Task prompt: In the listing below, find each line holding "opened" and copy it.

================

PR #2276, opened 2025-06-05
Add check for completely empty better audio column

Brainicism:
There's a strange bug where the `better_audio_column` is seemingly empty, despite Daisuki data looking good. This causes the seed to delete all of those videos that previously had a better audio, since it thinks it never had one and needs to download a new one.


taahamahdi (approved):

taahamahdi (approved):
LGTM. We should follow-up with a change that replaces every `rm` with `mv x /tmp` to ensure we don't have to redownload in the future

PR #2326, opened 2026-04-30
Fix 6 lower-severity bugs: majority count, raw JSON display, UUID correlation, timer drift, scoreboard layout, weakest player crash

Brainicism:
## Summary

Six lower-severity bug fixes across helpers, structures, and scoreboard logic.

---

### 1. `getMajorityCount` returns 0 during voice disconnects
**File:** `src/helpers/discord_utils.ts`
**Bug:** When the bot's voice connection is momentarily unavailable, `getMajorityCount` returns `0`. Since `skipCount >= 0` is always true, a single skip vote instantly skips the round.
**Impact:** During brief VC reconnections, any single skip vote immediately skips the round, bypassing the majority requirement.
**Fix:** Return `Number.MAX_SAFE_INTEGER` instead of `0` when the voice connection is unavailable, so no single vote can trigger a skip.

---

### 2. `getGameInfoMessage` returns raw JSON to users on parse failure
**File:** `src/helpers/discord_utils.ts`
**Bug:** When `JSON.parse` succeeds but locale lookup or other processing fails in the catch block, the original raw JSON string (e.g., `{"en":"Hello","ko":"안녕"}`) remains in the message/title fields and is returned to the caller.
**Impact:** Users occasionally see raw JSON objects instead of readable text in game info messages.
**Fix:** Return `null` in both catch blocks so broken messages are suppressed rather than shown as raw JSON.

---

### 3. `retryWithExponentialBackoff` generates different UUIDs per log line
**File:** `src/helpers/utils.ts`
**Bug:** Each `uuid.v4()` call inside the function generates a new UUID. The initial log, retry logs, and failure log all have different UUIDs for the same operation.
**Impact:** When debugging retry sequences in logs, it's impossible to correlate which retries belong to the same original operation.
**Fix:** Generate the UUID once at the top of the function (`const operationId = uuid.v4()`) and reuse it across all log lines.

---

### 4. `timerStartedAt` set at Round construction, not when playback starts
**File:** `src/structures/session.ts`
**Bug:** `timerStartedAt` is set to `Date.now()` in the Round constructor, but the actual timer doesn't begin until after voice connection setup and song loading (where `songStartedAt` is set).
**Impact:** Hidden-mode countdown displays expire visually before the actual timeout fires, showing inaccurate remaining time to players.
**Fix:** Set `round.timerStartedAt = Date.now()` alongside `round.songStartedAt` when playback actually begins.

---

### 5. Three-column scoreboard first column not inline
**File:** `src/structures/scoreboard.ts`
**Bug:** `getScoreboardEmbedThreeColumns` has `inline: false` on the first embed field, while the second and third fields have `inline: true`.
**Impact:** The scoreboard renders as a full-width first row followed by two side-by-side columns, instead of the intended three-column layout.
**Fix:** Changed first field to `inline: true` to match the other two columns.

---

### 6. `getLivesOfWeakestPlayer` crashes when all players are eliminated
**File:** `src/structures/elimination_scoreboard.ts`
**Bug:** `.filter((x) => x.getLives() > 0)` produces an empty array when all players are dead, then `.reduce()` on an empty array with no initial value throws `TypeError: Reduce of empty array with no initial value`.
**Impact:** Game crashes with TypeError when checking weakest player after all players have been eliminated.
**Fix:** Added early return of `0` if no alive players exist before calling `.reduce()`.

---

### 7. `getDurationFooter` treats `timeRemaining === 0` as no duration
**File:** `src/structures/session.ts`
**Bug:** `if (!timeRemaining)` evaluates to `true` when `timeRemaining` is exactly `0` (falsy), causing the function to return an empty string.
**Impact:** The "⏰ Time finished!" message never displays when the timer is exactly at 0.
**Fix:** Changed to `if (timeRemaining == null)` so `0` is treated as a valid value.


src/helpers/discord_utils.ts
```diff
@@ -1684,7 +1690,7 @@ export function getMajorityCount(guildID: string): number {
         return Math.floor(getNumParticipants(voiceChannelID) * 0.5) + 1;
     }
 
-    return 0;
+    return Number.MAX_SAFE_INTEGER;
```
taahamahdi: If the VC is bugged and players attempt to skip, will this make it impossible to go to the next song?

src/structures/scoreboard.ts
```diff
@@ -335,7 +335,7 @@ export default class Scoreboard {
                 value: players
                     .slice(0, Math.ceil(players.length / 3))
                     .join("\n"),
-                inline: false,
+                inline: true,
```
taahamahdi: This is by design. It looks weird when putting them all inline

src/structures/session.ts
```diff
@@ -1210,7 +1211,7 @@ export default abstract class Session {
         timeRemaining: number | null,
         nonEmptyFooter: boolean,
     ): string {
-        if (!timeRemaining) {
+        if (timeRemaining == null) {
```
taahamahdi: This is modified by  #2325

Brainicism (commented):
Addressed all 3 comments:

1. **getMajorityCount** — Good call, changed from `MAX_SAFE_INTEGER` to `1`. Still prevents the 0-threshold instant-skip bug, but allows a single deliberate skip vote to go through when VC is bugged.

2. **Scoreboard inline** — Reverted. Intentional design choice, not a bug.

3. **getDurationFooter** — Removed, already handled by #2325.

================

Reply:
PR #2276, opened 2025-06-05
PR #2326, opened 2026-04-30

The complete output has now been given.